You go over their other options anyway, because maybe you can do a little teaching about scripture in the process. You think you have almost persuaded them to make a bold choice – to choose an epistle reading that is not “that love passage.”
You say, “Take these scriptures home, and read and reflect them together over the course of the week, and then send me your choices.”
The email comes in. 1 Cor 13 it is. “Oh, and we would like you to preach on this one!” they add.
“Sounds great!” you reply with an inner sigh too deep for words.
Fear not, wedding preacher! St. Augustine to the rescue!
At the recent AAR-SBL meeting, Professor Gregory Lee was responding to a colleague’s reading of Augustine, and he referenced a beautiful passage near the end of City of God, which is a reflection on 1 Cor 13:12: “For now we see in a mirror dimly, but then we will see face to face. Now I know only in part; then I will know fully, even as I have been fully known.” In Chapter XII of City of God, Augustine reflects on the mystery wrapped up in 1 Cor 13:12. How will we see God, who is certainly not some sort of anthropomorphic Superman in the sky, face to face? What does it mean to see God who is Love?
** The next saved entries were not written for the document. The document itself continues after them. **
PR #9227, opened 2025-05-25
feat(android): Managed configuration

jamilbk:
Adds managed configuration support for Android in line with other platforms.

Related: #4505 
Related: #9203 
Related: #9196

PR #9279, opened 2025-05-27
fix(android): ensure connectOnStart applies only to start

jamilbk:
A bug was introduced in #9227 where the `connectOnStart` was being read for both resumed launches and initial launches. This PR updates that logic so that we only check `connectOnStart` when the app is actually launched.

On mobile platforms, this flag is not as clearcut as on desktop platforms, but it's maintained here because ChromeOS is also used on desktop systems.

### DIFF
--- a/kotlin/android/app/src/main/java/dev/firezone/android/features/splash/ui/SplashViewModel.kt
+++ b/kotlin/android/app/src/main/java/dev/firezone/android/features/splash/ui/SplashViewModel.kt
@@ -28,17 +28,36 @@ internal class SplashViewModel
         private val actionMutableLiveData = MutableLiveData<ViewAction>()
         val actionLiveData: LiveData<ViewAction> = actionMutableLiveData
 
-        internal fun checkTunnelState(context: Context) {
+        // This flag is used to ensure that the initial launch check is only performed once, so
+        // that we can differentiate between a fresh launch and subsequent resumes for the connect
+        // on start logic.
+        private var hasPerformedInitialLaunchCheck = false
+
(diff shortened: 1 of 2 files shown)


kotlin/android/app/src/main/java/dev/firezone/android/features/splash/ui/SplashViewModel.kt
```diff
@@ -28,17 +28,36 @@ internal class SplashViewModel
...
                 } else {
                     val token = applicationRestrictions.getString("token") ?: repo.getTokenSync()
                     val connectOnStart = repo.getConfigSync().connectOnStart
 
-                    if (!token.isNullOrBlank() && connectOnStart) {
+                    // Determine if the tunnel should connect:
+                    // 1. If it's an initial launch AND connectOnStart is true.
+                    // OR
+                    // 2. If it's NOT an initial launch (meaning it's a resume), always try to connect if a token exists.
+                    if (!token.isNullOrBlank() && (isInitialLaunch && connectOnStart || !isInitialLaunch)) {
```
thomaseizinger, line 60: Can we simplify this in any way? Break up the condition with early returns or something?

thomaseizinger (approved):

kotlin/android/app/src/main/java/dev/firezone/android/features/splash/ui/SplashViewModel.kt
jamilbk: Good call - https://github.com/firezone/firezone/pull/9280

PR #9280, opened 2025-05-27
refactor(android): use early returns in connect logic

jamilbk:
Our connect logic is more complex than it needs to be. This aims to simplify that a bit to aid in future maintenance.

Related: https://github.com/firezone/firezone/pull/9279#discussion_r2108127619


thomaseizinger (approved):
Much better!

PR #39, opened 2023-11-23
Remove nullhostverifier

mccodav1:
Having fixed the cert issue, I have removed the null host verifier.

I have tested this against our development server using branch `us270t300`. I have verified the certs are all matching. Go to https://drive.google.com/drive/u/1/folders/1j98_tcubzJN6FDu242OCpX6qWqD4A0L1 and follow the READMEs for the certs and more instructions.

Augustine asserts that, at the parousia, we will probably not be given radically new “powers of the mind”, akin to heavenly night-vision goggles so that we can see the invisible God. Rather, “God will be made known to and be perceived by us, in many ways. He will be seen in the spirit (whereby each of us will see Him within ourselves and in one another); He will be seen in Himself; He will be seen in the new heaven and the new earth and in every creature then existing; and, by means of our bodies, He will be seen in every material object toward which the eyes of our spiritual bodies happen to direct their gaze. Even our very thoughts will then be made known to one another” (The City of God, Book XXII, Chapter 29).
In Augustine’s mystical final vision, all things stand in dramatic openness and transparency to all else in creation, such that even our thoughts are known to each other. At the same time, all things reflect who God is, such that the invisible God may be seen. The particularity of all things is somehow not lost, but radically welcomed by every other thing in creation, and all things reveal God. This is what it is like to see the God of love.
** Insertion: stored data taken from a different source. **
PR #43, opened 2023-11-26
Enable sharing / unsharing / remove 'No access' from share

mccodav1:
This modifies the front end to parse the shared users from the backend (implemented here: https://github.com/Appyo-Poste/PosteBackend/pull/33 )

With these two branches, we now receive users shared with and can unshare from the "View Shares" context option from the Dashboard.


atreichl (approved):
Looks good to me, was able to share and then unshare a folder with a diffrent user.

PR #44, opened 2023-11-26
Remember me

mccodav1:


atreichl (changes requested):
The remember me functionality works. I will approve once you add back the placeholder poste.txt file so the GitHub build does not fail.

mccodav1:
> The remember me functionality works. I will approve once you add back the placeholder poste.txt file so the GitHub build does not fail.

We need to remove poste.txt from tracking somehow, this is going to be a pain through semester two. Just noticed this, pushing it up now.

atreichl (approved):
looks good to go now. could we not added poste.txt to .gitignore so that local changes to it will be ignored?

fmehdad97:
image

So i came across this while testing other things. 
If you clicked remember me, and then deleted the user, or the token, or the database (in my case I deleted the database), the user no longer exists but the application keeps you logged into the ghost account and shown above is the log that it returns. I think it might be beneficial to add that check in, especially as we start thinking about the multiplatform aspect of the application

As Professor Lee offered us this breathtaking image, he mentioned rather offhandedly that this passage from Augustine had been read at his wedding. Interesting, I thought.
What would marriage look like if it were understood as a relationship that prepares us to step into the fullness of Augustine’s vision? How might this relationship be one that hones our vision so that we might see the invisible God?
Maybe there is more than a wedding sermon there.